PR #45, opened 2023-04-16
[44] Adds entity for events, tasks, and reminders for sync'ing

steve1rm:
# Pull Request template

###  What does this PR solve?

- Adds the insertion for sync'ing the event agenda item for CREATE and DELETE
- Entities for Task, Event, and Reminder

### DIFF
--- a/data/src/main/java/me/androidbox/data/local/event/EventRepositoryImp.kt
+++ b/data/src/main/java/me/androidbox/data/local/event/EventRepositoryImp.kt
@@ -53,6 +53,7 @@ class EventRepositoryImp @Inject constructor(
 
         val result = checkResult {
             eventDao.insertEvent(eventEntity)
+            eventDao.insertSyncEvent(EventSyncEntity(event.id, SyncAgendaType.CREATE))
         }
 
         val responseState = result.fold(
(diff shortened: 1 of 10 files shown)


data/src/main/java/me/androidbox/data/local/event/EventRepositoryImp.kt
```diff
@@ -68,6 +71,7 @@ class EventRepositoryImp @Inject constructor(
     override suspend fun deleteEventById(id: String): ResponseState<Unit> {
         val result = checkResult {
             eventDao.deleteEventById(id)
+            eventDao.insertSyncEvent(EventSyncEntity(id, SyncAgendaType.DELETE))
```
steve1rm, line 74: @MKiperszmid @philipplackner Is it ok to run these one after another.

data/src/main/java/me/androidbox/data/local/event/EventRepositoryImp.kt
```diff
@@ -51,6 +53,7 @@ class EventRepositoryImp @Inject constructor(
 
         val result = checkResult {
             eventDao.insertEvent(eventEntity)
+            eventDao.insertSyncEvent(EventSyncEntity(event.id, SyncAgendaType.CREATE))
```
steve1rm, line 56: @MKiperszmid @philipplackner Is it ok to run these one after another.

philipplackner: You could use a transaction to only execute both if both succeed. You can do this by using `db.withTransaction`. Very unlikely inserting into a DB fails, but theoretically possible

philipplackner (approved):

PR #46, opened 2023-04-16
[43] sync fullagenda syncaganda

steve1rm:
# Pull Request template

###  What does this PR solve?

- Runs the SyncAgenda work manager.
- Makes successful request


data/src/main/java/me/androidbox/data/remote/network/agenda/AgendaService.kt
```diff
@@ -11,4 +15,10 @@ interface AgendaService {
     suspend fun getAgendaForDay(
         @Query("timezone") zoneId: ZoneId,
         @Query("time") time: Long): AgendaDto
+
+    @POST("/syncAgenda")
+    suspend fun syncAgenda(@Body syncAgenda: SyncAgendaDto)
```
steve1rm, line 20: For this request do we need to return anything in the response?

data/src/main/java/me/androidbox/data/worker_manager/SyncAgendaItemsImp.kt
```diff
@@ -0,0 +1,60 @@
...
+import me.androidbox.domain.work_manager.SyncAgendaItems
+import java.util.UUID
+import java.util.concurrent.TimeUnit
+import javax.inject.Inject
+
+class SyncAgendaItemsImp @Inject constructor(
+    private val workManager: WorkManager,
+    private val eventDao: EventDao,
+    private val taskDao: TaskDao,
+    private val reminderDao: ReminderDao
```
steve1rm: I am passing these as parameters and then fetching the ids and then passing them as `workDateOf` to the workmanager. But would it be better to just pass these  `eventDao`s directly in the constructor of the `SyncAgendaItemsWorker()` Which is better?

presentation/src/main/java/me/androidbox/presentation/agenda/viewmodel/AgendaViewModel.kt
```diff
@@ -130,4 +144,29 @@ class AgendaViewModel @Inject constructor(
...
+                /* Delete the ids from the deleted sync table */
+                viewModelScope.launch {
+                    agendaLocalRepository.deleteEventSyncType(SyncAgendaType.DELETE)
+                }
+            }
+        }
+
+        val syncAgendaId = viewModelScope.async {
+            syncAgendaItems.sync()
+        }
```
steve1rm, line 144: I call this in `async` block as I want to wait for the result of the UUID from the worker

presentation/src/main/java/me/androidbox/presentation/agenda/viewmodel/AgendaViewModel.kt
```diff
@@ -130,4 +144,29 @@ class AgendaViewModel @Inject constructor(
...
+
+        viewModelScope.launch {
+            workManagerLiveData = workManager.getWorkInfoByIdLiveData(syncAgendaId.await())
```
steve1rm: I use `await` so I have to use launch here as `await` is a suspending function.

presentation/src/main/java/me/androidbox/presentation/agenda/viewmodel/AgendaViewModel.kt
```diff
@@ -130,4 +144,29 @@ class AgendaViewModel @Inject constructor(
             }
         }
     }
+
+    private fun syncAgendaItems() {
+        agendaSyncObserver = Observer { workInfo ->
+            if(workInfo.state == WorkInfo.State.SUCCEEDED) {
+                /* Delete the ids from the deleted sync table */
+                viewModelScope.launch {
+                    agendaLocalRepository.deleteEventSyncType(SyncAgendaType.DELETE)
```
steve1rm: As `agendaLocalRepository.deleteEventSyncType(SyncAgendaType.DELETE)` doesn't return any result I can just use launch block

steve1rm: An issue with this, is that this code never seems to run.

presentation/src/main/java/me/androidbox/presentation/agenda/viewmodel/AgendaViewModel.kt
```diff
@@ -130,4 +144,29 @@ class AgendaViewModel @Inject constructor(
...
+
+        val syncAgendaId = viewModelScope.async {
+            syncAgendaItems.sync()
+        }
+
+        viewModelScope.launch {
+            workManagerLiveData = workManager.getWorkInfoByIdLiveData(syncAgendaId.await())
+            workManagerLiveData.observeForever(agendaSyncObserver)
+        }
+    }
```
steve1rm: I think there could be many issues with this `syncAgendaItems`  Please provide some code snippets to help provide some clarity.

data/src/main/java/me/androidbox/data/remote/network/agenda/AgendaService.kt
MKiperszmid: A success or failure
If success, remove the deletedEventIds, deletedTaskId and deletedReminder ids from the database

data/src/main/java/me/androidbox/data/worker_manager/SyncAgendaItemsImp.kt
MKiperszmid: You could just inject the repository on the workmanager directly, and call a "getAllDeletedItems" or similar
No need to pass them using workerInfo or anything

presentation/src/main/java/me/androidbox/presentation/agenda/viewmodel/AgendaViewModel.kt
```diff
@@ -130,4 +144,29 @@ class AgendaViewModel @Inject constructor(
             }
         }
     }
+
+    private fun syncAgendaItems() {
+        agendaSyncObserver = Observer { workInfo ->
+            if(workInfo.state == WorkInfo.State.SUCCEEDED) {
```
MKiperszmid: If you pass the repository directly to the worker, all of this can be removed

MKiperszmid (approved):

data/src/main/java/me/androidbox/data/worker_manager/SyncAgendaItemsImp.kt
```diff
@@ -0,0 +1,42 @@
...
+            .setConstraints(Constraints(Constraints.Builder().setRequiredNetworkType(NetworkType.CONNECTED).build()))
+            .setBackoffCriteria(
+                BackoffPolicy.EXPONENTIAL,
+                WorkRequest.MIN_BACKOFF_MILLIS,
+                TimeUnit.MILLISECONDS)
+            .build()
+
+        workManager.enqueueUniquePeriodicWork(
+            SYNC_DELETED_AGENDA_IDS,
+            ExistingPeriodicWorkPolicy.KEEP,
```
steve1rm: Is this the correct policy or should I use `CANCEL_AND_REENQUEUE`?

data/src/main/java/me/androidbox/data/worker_manager/SyncAgendaItemsWorker.kt
```diff
@@ -0,0 +1,84 @@
...
+            }
+
+            deletedTaskIds = async {
+                taskDao.getAllTasksBySyncType(SyncAgendaType.DELETE)
+            }
+
+            deletedReminderIds = async {
+                reminderDao.getAllRemindersBySyncType(SyncAgendaType.DELETE)
+            }
+        }
```
steve1rm, line 51: Is this correct using supervisorScope to get all the ids from the DB?

data/src/main/java/me/androidbox/data/worker_manager/SyncAgendaItemsWorker.kt
```diff
@@ -0,0 +1,84 @@
...
+        return result
+    }
+
+    private suspend fun deleteAllDeletedSyncAgendaItems() {
+        withContext(Dispatchers.IO) {
+            eventDao.deleteSyncEventsBySyncType(SyncAgendaType.DELETE)
+            taskDao.deleteSyncTasksBySyncType(SyncAgendaType.DELETE)
+            reminderDao.deleteSyncRemindersBySyncType(SyncAgendaType.DELETE)
+        }
+    }
```
steve1rm, line 95: Is this correct using withContext() or should this be supervisiorScope as well?

presentation/src/main/java/me/androidbox/presentation/agenda/viewmodel/AgendaViewModel.kt
steve1rm: @MKiperszmid and @philipplackner Just for the sack of learning. Is my `syncAgendaItems` correct. If not how can I make this correct? 

I have already made the changes as requested by @MKiperszmid to pass in the dao to the worker. But just interested to know if I am doing something wrong with the above code.

data/src/main/java/me/androidbox/data/remote/network/agenda/AgendaService.kt
philipplackner: Therefore, no you don't need to return anything. If it fails, it'll throw an exception which you can catch

data/src/main/java/me/androidbox/data/worker_manager/SyncAgendaItemsImp.kt
philipplackner: I think it should just be replace, right? Not sure what the difference between replace and cancel and reenqueue is, but both sound better than Keep. If you use keep, you'll have multiple workers running trying to sync the same agenda items

data/src/main/java/me/androidbox/data/worker_manager/SyncAgendaItemsWorker.kt
philipplackner: Yes that works

data/src/main/java/me/androidbox/data/worker_manager/SyncAgendaItemsWorker.kt
```diff
@@ -0,0 +1,84 @@
...
+            deletedReminderIds = async {
+                reminderDao.getAllRemindersBySyncType(SyncAgendaType.DELETE)
+            }
+        }
+
+        val responseResult = checkResult {
+            val syncAgendaDto = SyncAgendaDto(
+                deletedEventIds = deletedEventIds.await().toList(),
+                deletedTaskIds = deletedTaskIds.await().toList(),
+                deletedReminderIds = deletedReminderIds.await().toList())
```
philipplackner: These `toList()` shouldn't be necessary here

data/src/main/java/me/androidbox/data/worker_manager/SyncAgendaItemsWorker.kt
philipplackner: withContext works, but you could also run them all in parallel in separate `launch` blocks

domain/src/main/java/me/androidbox/domain/work_manager/SyncAgendaItems.kt
```diff
@@ -0,0 +1,7 @@
+package me.androidbox.domain.work_manager
+
+import java.util.UUID
+
+interface SyncAgendaItems {
+    suspend fun sync(): UUID
+}
```
philipplackner: I'd avoid calling interfaces like functions, since they're not. Something like `AgendaSynchronizer` would suit better here IMO.
Also you'll need a function here to cancel a sync in case the user logs out.

presentation/src/main/java/me/androidbox/presentation/agenda/viewmodel/AgendaViewModel.kt
philipplackner: I think it's rather the workers responsibility to delete the events by sync type after the sync has been successful. Otherwise you'll need this wherever you listen to the worker's result

presentation/src/main/java/me/androidbox/presentation/agenda/viewmodel/AgendaViewModel.kt
philipplackner: If you use async and then await right after, it doesn't do anything. You can just execute the `sync()` function normally in the viewModelScope.launch block. Having multiple launch/async blocks only makes sense if you want to execute multiple suspend functions in parallel which isn't the case here

presentation/src/main/java/me/androidbox/presentation/agenda/viewmodel/AgendaViewModel.kt
philipplackner: I personally only work with flows and converted the LiveData to a Flow (I think you need a dependency for that). Then did something like this to listen for the result after I called enqueue():

Bildschirmfoto 2023-04-17 um 22 01 45

philipplackner (approved):

presentation/src/main/java/me/androidbox/presentation/agenda/viewmodel/AgendaViewModel.kt
steve1rm: @philipplackner Updated

data/src/main/java/me/androidbox/data/worker_manager/SyncAgendaItemsImp.kt
steve1rm: @philipplackner 
 It is identical for `REPLACE`. But for readability reasons it is better to use
     * `CANCEL_AND_REENQUEUE`, because for a reader the difference between `REPLACE` vs `UPDATED`
     * is unclear.

I changed to CANCEL_AND_REENQUEUE

data/src/main/java/me/androidbox/data/worker_manager/SyncAgendaItemsWorker.kt
steve1rm: @philipplackner Updated, Can you check as I have changed to using supervisorScope

data/src/main/java/me/androidbox/data/worker_manager/SyncAgendaItemsWorker.kt
steve1rm: @philipplackner Removed the `toList()`

domain/src/main/java/me/androidbox/domain/work_manager/SyncAgendaItems.kt
steve1rm: @philipplackner Adds function to cancel all work. 
```
override suspend fun cancel() {
        workManager.cancelAllWork()
    }
```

● ● ● ●

(Assignment):
Once you have read the entries above, state how many of their lines include "both", giving the number alone.

(Exercise output):
2